:: Raw data

PR #1563, opened 2026-07-06
perf(block): pre-size carve block buffer to eliminate grow-and-copy

marmos91:
## What

The block streamer framed each carved block into a zero-value `bytes.Buffer` that doubled-and-copied its backing array as chunks were added. The #1555 per-stage profiling flagged this as the streamer's **dominant allocation** (~346 MB per 64 MiB of data). This is the cheap follow-up that profiling identified when #1491 was closed (the win is a pre-size, not a sizing knob).

`claimCarveBatch` already computed the exact body size of the claimed batch and threw it away. This threads that total out and pre-grows the buffer to `body + per-chunk headroom` so each block is written into a single backing array.

## Result

`BenchmarkStreamer_CarveCodecPutBlock` (64 MiB working set, M1 Max):

| | Before | After |
| --- | --- | --- |
| B/op | 345.6 MB | **294.5 MB** (−14.8%) |
| allocs/op | 752 | 704 |
| throughput | 4666 MB/s | **5530 MB/s** (+18.5%) |

## Sizing correctness

- `batchBytes` is the summed **raw** claimed size. The sync-filter in `carveAndCommitBlock` only ever *drops* chunks, so the packed body is always `≤ batchBytes` — `Grow` over-allocates, never under-allocates, for the identity sealer.
- The codec frames the **sealed** wire bytes. A decorated sealer (compression/encryption) can inflate the wire past the raw size, so the per-chunk headroom is **256 B** — covering the codec record (~38 B) plus encryption's magic + wrapped-key + nonce + AEAD tag (~80 B) with margin. A pathologically large wrapped key would cost at most one regrow — still correct, just less optimal. Documented inline.

## Tests

- `carver_claimbatch_test.go` asserts the threaded byte totals for all three claim behaviors (under-target no-op, target-reached prefix, drainAll skipping stale).
- `TestStreamer_AllocationTracksBlockCount` and the benchmark guard the streaming allocation invariant.
- `go test -race ./pkg/block/engine/` green (303 tests); lint clean.

Reviewed by code-simplifier (no change needed) and code-reviewer (one LOW finding — decorated-sealer headroom — addressed by the 256 B bump above).

### DIFF
--- a/pkg/block/engine/carver.go
+++ b/pkg/block/engine/carver.go
@@ -118,11 +118,11 @@ func (m *Syncer) carveFlush(ctx context.Context, drainAll bool) error {
 		if err := ctx.Err(); err != nil {
 			return err
 		}
-		batch := m.claimCarveBatch(target, drainAll)
+		batch, batchBytes := m.claimCarveBatch(target, drainAll)
 		if len(batch) == 0 {
 			return nil
 		}
-		if err := m.carveAndCommitBlock(ctx, batch); err != nil {
+		if err := m.carveAndCommitBlock(ctx, batch, batchBytes); err != nil {
 			// Return the batch to the queue for a later retry and surface the
 			// error so an explicit Flush reports non-durability.
 			m.requeueCarveBatch(batch)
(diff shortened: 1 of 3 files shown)


marmos91:
Addressed the `Grow(int(...))` overflow concern (commit f9bd78f8): the pre-grow is now computed in int64 and range-checked — `if grow > 0 && grow <= math.MaxInt` — so an absurd block-size config (or a 32-bit build past MaxInt32) skips the best-effort pre-grow instead of passing a negative int to `bytes.Buffer.Grow`. No behavior change on the normal MB-scale path.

::::

● **Assigned task**: Reproduce each of the entries exactly, omitting none.

● **Response for this exercise**:
PR #1563, opened 2026-07-06
perf(block): pre-size carve block buffer to eliminate grow-and-copy

marmos91:
## What

The block streamer framed each carved block into a zero-value `bytes.Buffer` that doubled-and-copied its backing array as chunks were added. The #1555 per-stage profiling flagged this as the streamer's **dominant allocation** (~346 MB per 64 MiB of data). This is the cheap follow-up that profiling identified when #1491 was closed (the win is a pre-size, not a sizing knob).

`claimCarveBatch` already computed the exact body size of the claimed batch and threw it away. This threads that total out and pre-grows the buffer to `body + per-chunk headroom` so each block is written into a single backing array.

## Result

`BenchmarkStreamer_CarveCodecPutBlock` (64 MiB working set, M1 Max):

| | Before | After |
| --- | --- | --- |
| B/op | 345.6 MB | **294.5 MB** (−14.8%) |
| allocs/op | 752 | 704 |
| throughput | 4666 MB/s | **5530 MB/s** (+18.5%) |

## Sizing correctness

- `batchBytes` is the summed **raw** claimed size. The sync-filter in `carveAndCommitBlock` only ever *drops* chunks, so the packed body is always `≤ batchBytes` — `Grow` over-allocates, never under-allocates, for the identity sealer.
- The codec frames the **sealed** wire bytes. A decorated sealer (compression/encryption) can inflate the wire past the raw size, so the per-chunk headroom is **256 B** — covering the codec record (~38 B) plus encryption's magic + wrapped-key + nonce + AEAD tag (~80 B) with margin. A pathologically large wrapped key would cost at most one regrow — still correct, just less optimal. Documented inline.

## Tests

- `carver_claimbatch_test.go` asserts the threaded byte totals for all three claim behaviors (under-target no-op, target-reached prefix, drainAll skipping stale).
- `TestStreamer_AllocationTracksBlockCount` and the benchmark guard the streaming allocation invariant.
- `go test -race ./pkg/block/engine/` green (303 tests); lint clean.

Reviewed by code-simplifier (no change needed) and code-reviewer (one LOW finding — decorated-sealer headroom — addressed by the 256 B bump above).

### DIFF
--- a/pkg/block/engine/carver.go
+++ b/pkg/block/engine/carver.go
@@ -118,11 +118,11 @@ func (m *Syncer) carveFlush(ctx context.Context, drainAll bool) error {
 		if err := ctx.Err(); err != nil {
 			return err
 		}
-		batch := m.claimCarveBatch(target, drainAll)
+		batch, batchBytes := m.claimCarveBatch(target, drainAll)
 		if len(batch) == 0 {
 			return nil
 		}
-		if err := m.carveAndCommitBlock(ctx, batch); err != nil {
+		if err := m.carveAndCommitBlock(ctx, batch, batchBytes); err != nil {
 			// Return the batch to the queue for a later retry and surface the
 			// error so an explicit Flush reports non-durability.
 			m.requeueCarveBatch(batch)
(diff shortened: 1 of 3 files shown)


marmos91:
Addressed the `Grow(int(...))` overflow concern (commit f9bd78f8): the pre-grow is now computed in int64 and range-checked — `if grow > 0 && grow <= math.MaxInt` — so an absurd block-size config (or a 32-bit build past MaxInt32) skips the best-effort pre-grow instead of passing a negative int to `bytes.Buffer.Grow`. No behavior change on the normal MB-scale path.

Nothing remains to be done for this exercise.